Below the score cards, the controls list shows every control in your subscribed frameworks with its current status:

  • PASS -- All automated checks for this control are passing across your environment
  • FAIL -- One or more checks for this control have detected issues
  • NOT APPLICABLE -- The control does not apply to your current environment (for example, a control about a service you do not use)

You can filter controls by status, severity, service, and framework. For more detail, see Understanding Controls.

The trends chart shows how your compliance score has changed over time, helping you demonstrate continuous improvement to auditors. You can view trends for a single framework or compare multiple frameworks side by side. See Compliance Trends for more information.

Key Concepts

Controls

A control is a specific requirement defined by a compliance framework. For example, a CIS benchmark control might require that "MFA is enabled for the root account." Each control maps to one or more automated checks that Guardian Pro runs during every scan.

A control passes only when all of its mapped checks pass across your environment. If any check fails, the control is marked as failed. Learn more in Understanding Controls.

Exceptions

Sometimes a control failure is acceptable -- perhaps you have a compensating control, an accepted risk, or a technical constraint. Guardian Pro allows you to create exceptions that document why a control is failing and mark it as an accepted deviation.
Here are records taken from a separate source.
PR #259, opened 2022-08-01
Status in url should be lower case

kagouball:
In request url, pipeline status should be lower case : "....?status=...."

### DIFF
--- a/NGitLab/Impl/PipelineClient.cs
+++ b/NGitLab/Impl/PipelineClient.cs
@@ -145,7 +145,7 @@ namespace NGitLab.Impl
             if (query.Scope.HasValue)
                 queryEntries.Add("scope", query.Scope.Value.ToString());
             if (query.Status.HasValue)
-                queryEntries.Add("status", query.Status.Value.ToString());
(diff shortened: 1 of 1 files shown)


NGitLab/Impl/PipelineClient.cs
```diff
@@ -145,7 +145,7 @@ private string CreateSearchUrl(PipelineQuery query)
             if (query.Scope.HasValue)
                 queryEntries.Add("scope", query.Scope.Value.ToString());
             if (query.Status.HasValue)
-                queryEntries.Add("status", query.Status.Value.ToString());
+                queryEntries.Add("status", query.Status.Value.ToString().ToLower());
```
louis-z, line 148: As good practice, in most cases it's better to use `ToLowerInvariant()` than `ToLower()` (which is culture-sensitive).

meziantou: @louis-z We should add the BannedSymbol analyzer to ensure nobody uses this method (and a few other problematic methods)

louis-z: Good idea, I'll add it.

PR #744, opened 2024-08-30
RepositoryClient and CommitCreate updates

jasonwoods-7:
* fixing raw blob api [endpoint](https://docs.gitlab.com/ee/api/repositories.html#raw-blob-content)
* adding support for creating a commit based upon a commit sha
* adding support for setting the executable flag on a file in a new commit

### DIFF
--- a/NGitLab.Tests/CommitsTests.cs
+++ b/NGitLab.Tests/CommitsTests.cs
@@ -117,4 +117,32 @@ public class CommitsTests
         var latestCommit = commitClient.GetCommit(project.DefaultBranch);
         Assert.That(latestCommit.Id, Is.EqualTo(cherryPickedCommit.Id));
     }
+
+    [Test]
+    public async Task Test_commit_can_be_created_from_sha()
+    {
+        using var context = await GitLabTestContext.CreateAsync();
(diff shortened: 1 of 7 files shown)


NGitLab.Tests/CommitsTests.cs
```diff
@@ -117,4 +117,69 @@ public async Task Test_can_cherry_pick_commit()
...
+        var commitClient = context.Client.GetCommits(project.Id);
+
+        var commit = commitClient.GetCommit("main");
+        Assert.That(commit, Is.Not.Null);
+
+        var newCommit = commitClient.Create(new CommitCreate
+        {
+            Branch = "test-start-sha",
+            CommitMessage = "New commit",
+            StartSha = commit.Id.ToString().ToLower(),
```
louis-z:
```suggestion
            StartSha = commit.Id.ToString().ToLowerInvariant(),
```

louis-z (changes requested):

NGitLab.Tests/CommitsTests.cs
jasonwoods-7: updated

louis-z (approved):

PR #745, opened 2024-08-30
Implement asynchronous support for Create, Update, Delete, and FileExists operations

ingshak:
Added CreateAsync, UpdateAsync, DeleteAsync, and FileExistsAsync methods to support asynchronous operations.

### DIFF
--- a/NGitLab/Impl/FilesClient.cs
+++ b/NGitLab/Impl/FilesClient.cs
@@ -70,30 +70,23 @@ public class FilesClient : IFilesClient
         }
     }
 
-    public Task<bool> FileExistsAsync(string filePath, string @ref, CancellationToken cancellationToken = default)
+    public async Task<bool> FileExistsAsync(string filePath, string @ref, CancellationToken cancellationToken = default)
     {
-        return _api.Head().ExecuteAsync(_repoPath + $"/files/{EncodeFilePath(filePath)}?ref={@ref}", cancellationToken)
-            .ContinueWith(t =>
-            {
-                if (t.Status == TaskStatus.RanToCompletion)
-                {
-                    return true;
-                }
-                if (t.Status == TaskStatus.Canceled)
-                {
-                    return false;
-                }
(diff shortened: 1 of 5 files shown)


NGitLab/Impl/FilesClient.cs
```diff
@@ -55,6 +70,32 @@ public bool FileExists(string filePath, string @ref)
         }
     }
 
+    public Task<bool> FileExistsAsync(string filePath, string @ref, CancellationToken cancellationToken = default)
+    {
+        return _api.Head().ExecuteAsync(_repoPath + $"/files/{EncodeFilePath(filePath)}?ref={@ref}", cancellationToken)
+            .ContinueWith(t =>
```
louis-z: Please use `async`/`await`, as it make the code simpler and clearer.

louis-z (changes requested):

NGitLab/Impl/FilesClient.cs
ingshak: Done. Thanks for taking a look!

NGitLab/Impl/FilesClient.cs
```diff
@@ -55,6 +70,25 @@ public bool FileExists(string filePath, string @ref)
...
+        catch (Exception ex) when (ex is OperationCanceledException ||
+                                  (ex is GitLabException gitLabException && gitLabException.StatusCode == HttpStatusCode.NotFound))
+
+        {
+            return false;
+        }
+        catch (Exception)
+        {
+            throw;
+        }
```
louis-z: I think you can do the same as in the synchronous method:

```suggestion
        catch (GitLabException e) when (e.StatusCode == HttpStatusCode.NotFound)
        {
            return false;
        }
```

louis-z (changes requested):

NGitLab/Impl/FilesClient.cs
ingshak: That's fair. Updated! Let me know.

PR #748, opened 2024-09-04
feat: commit, repo, and merge request mock updates

jasonwoods-7:
* use project id when target project id is not specified on a new merge request
* implement get raw blob on repository client
* create action handler should create directory if it does not exist
* throw `GitLabNotFoundException` when directory does not exist to replicate what gitlab does
* add id and mode when retrieving tree items
* use default user when commit author & email not specified


NGitLab.Mock/Repository.cs
```diff
@@ -204,12 +204,12 @@ public Commit Commit(CommitCreate commitCreate)
         var mustCreateBranch = !repo.Commits.Any();
         if (!mustCreateBranch)
         {
-            Commands.Checkout(repo, commitCreate.Branch);
+            Commands.Checkout(repo, commitCreate.StartBranch ?? commitCreate.StartSha);
```
louis-z: There are problems with this change. But to be fair, there were already issues with the existing mock code...

I just added a few more commit creation tests in the main branch, to document GitLab's behavior. We should try to reproduce that behavior in the mocks as much as possible. @jasonwoods-7, could you rebase your branch, look up the aforementioned tests and adapt your PR accordingly? Similar tests should be added for the mocks.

Excepted controls are tracked separately and do not count against your compliance score. See Managing Exceptions.

Evidence

For audit readiness, you can attach evidence documents to any control. This is especially useful for controls that require manual verification or for documenting compensating controls. See Attaching Evidence.

Reports

Guardian Pro can export compliance reports in PDF, CSV, and JSON formats. These reports provide a point-in-time snapshot of your compliance posture suitable for sharing with auditors, leadership, or compliance teams. See Compliance Reports.

From Compliance to Remediation

One of Guardian Pro's most powerful features is the direct link between compliance failures and remediation. When a control is failing:

  1. Click on the failed control to see which checks are failing and which resources are affected.
  2. Click through to the Action Centre to see the underlying findings.
  3. From the Action Centre, you can remediate the issues -- either manually following step-by-step guidance or with automated one-click fixes where available.
  4. After remediation, the next scan re-evaluates the control, and your compliance score updates automatically.
info

Guardian Pro does not just identify compliance gaps -- it gives you a direct path to closing them. Every failed control is linked to actionable findings with clear remediation guidance.

Multi-Account Compliance

If you manage multiple AWS accounts, Guardian Pro evaluates compliance across your entire organisation. You can:

  • View compliance scores per account or aggregated across all accounts
  • Identify which accounts are dragging down your overall score
  • Filter controls to see account-specific pass/fail status

For details on managing multiple accounts, see Multi-Account Management.

Getting Started

To start monitoring compliance:

  1. Subscribe to frameworks -- Go to Settings > Frameworks and enable the frameworks relevant to your organisation. See Subscribing to Frameworks.
  2. Run a scan -- If you haven't already, run a scan to generate the findings that feed compliance evaluation.
  3. Review your dashboard -- Open the Compliance Dashboard to see your scores and drill into failing controls.
  4. Remediate gaps -- Use the Action Centre to fix failing checks and improve your score.
  5. Set up reporting -- Export reports or configure scheduled compliance summaries for stakeholders.
tip

Not sure which frameworks to start with? The CIS AWS Foundations Benchmark is the most widely adopted baseline for AWS security and is a good starting point for any organisation. If you handle EU personal data, add GDPR. If you are a SaaS provider, add SOC 2.